## Work required
Where does the string "SyntaxError" appear in the records? Copy every line that contains it.

## Data excerpts
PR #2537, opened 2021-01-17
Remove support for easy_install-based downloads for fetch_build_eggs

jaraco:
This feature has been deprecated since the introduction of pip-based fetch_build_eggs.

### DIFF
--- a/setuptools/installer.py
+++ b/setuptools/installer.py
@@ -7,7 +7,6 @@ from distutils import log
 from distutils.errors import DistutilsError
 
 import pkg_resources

---

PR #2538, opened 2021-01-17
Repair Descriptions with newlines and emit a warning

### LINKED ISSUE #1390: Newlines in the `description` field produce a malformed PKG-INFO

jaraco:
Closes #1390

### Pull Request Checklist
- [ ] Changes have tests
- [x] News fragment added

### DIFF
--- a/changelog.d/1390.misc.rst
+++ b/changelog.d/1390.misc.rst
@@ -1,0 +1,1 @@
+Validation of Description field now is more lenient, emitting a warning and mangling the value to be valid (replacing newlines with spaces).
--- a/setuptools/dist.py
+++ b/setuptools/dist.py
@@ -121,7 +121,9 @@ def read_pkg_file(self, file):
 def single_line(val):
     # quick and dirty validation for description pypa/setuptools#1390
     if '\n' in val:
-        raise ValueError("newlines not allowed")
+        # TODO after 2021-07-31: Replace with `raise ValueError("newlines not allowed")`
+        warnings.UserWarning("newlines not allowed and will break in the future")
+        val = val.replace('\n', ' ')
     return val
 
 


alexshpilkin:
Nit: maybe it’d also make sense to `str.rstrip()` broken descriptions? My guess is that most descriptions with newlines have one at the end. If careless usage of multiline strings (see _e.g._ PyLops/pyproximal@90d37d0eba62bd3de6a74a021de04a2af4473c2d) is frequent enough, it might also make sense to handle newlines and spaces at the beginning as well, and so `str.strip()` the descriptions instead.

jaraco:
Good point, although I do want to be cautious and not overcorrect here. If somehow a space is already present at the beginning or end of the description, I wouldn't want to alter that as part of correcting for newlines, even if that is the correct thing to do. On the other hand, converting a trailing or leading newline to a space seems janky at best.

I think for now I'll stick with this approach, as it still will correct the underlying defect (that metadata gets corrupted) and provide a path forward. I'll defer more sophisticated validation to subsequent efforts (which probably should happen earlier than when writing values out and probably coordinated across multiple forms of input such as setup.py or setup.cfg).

==

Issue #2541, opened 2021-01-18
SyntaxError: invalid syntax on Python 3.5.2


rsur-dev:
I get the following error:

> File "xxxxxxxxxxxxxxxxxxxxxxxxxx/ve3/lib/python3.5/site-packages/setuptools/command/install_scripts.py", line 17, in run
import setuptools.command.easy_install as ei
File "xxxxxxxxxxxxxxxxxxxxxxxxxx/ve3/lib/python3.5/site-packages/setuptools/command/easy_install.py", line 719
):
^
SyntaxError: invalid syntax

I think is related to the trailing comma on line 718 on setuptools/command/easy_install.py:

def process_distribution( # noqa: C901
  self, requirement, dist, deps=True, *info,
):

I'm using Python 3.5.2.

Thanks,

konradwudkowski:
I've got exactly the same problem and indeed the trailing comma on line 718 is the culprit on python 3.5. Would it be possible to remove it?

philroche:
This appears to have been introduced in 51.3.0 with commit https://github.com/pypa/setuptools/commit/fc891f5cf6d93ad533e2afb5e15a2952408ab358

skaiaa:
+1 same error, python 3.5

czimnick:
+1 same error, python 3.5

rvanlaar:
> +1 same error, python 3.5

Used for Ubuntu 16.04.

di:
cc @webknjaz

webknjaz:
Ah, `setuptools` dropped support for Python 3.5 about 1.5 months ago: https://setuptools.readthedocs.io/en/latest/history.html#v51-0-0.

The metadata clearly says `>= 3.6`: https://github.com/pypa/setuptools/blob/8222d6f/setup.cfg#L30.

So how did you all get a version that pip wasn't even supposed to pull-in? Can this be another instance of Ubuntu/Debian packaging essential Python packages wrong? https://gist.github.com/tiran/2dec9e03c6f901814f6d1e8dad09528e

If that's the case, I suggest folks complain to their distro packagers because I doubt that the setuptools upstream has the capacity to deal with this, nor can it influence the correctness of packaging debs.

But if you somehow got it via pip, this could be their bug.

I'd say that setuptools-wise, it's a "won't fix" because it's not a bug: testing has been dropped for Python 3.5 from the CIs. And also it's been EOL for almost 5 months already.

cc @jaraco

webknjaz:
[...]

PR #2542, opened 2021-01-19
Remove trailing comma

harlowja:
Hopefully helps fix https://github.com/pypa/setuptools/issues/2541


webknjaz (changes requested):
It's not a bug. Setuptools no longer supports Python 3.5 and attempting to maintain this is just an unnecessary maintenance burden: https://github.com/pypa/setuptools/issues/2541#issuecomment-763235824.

## Task response
SyntaxError: invalid syntax on Python 3.5.2
SyntaxError: invalid syntax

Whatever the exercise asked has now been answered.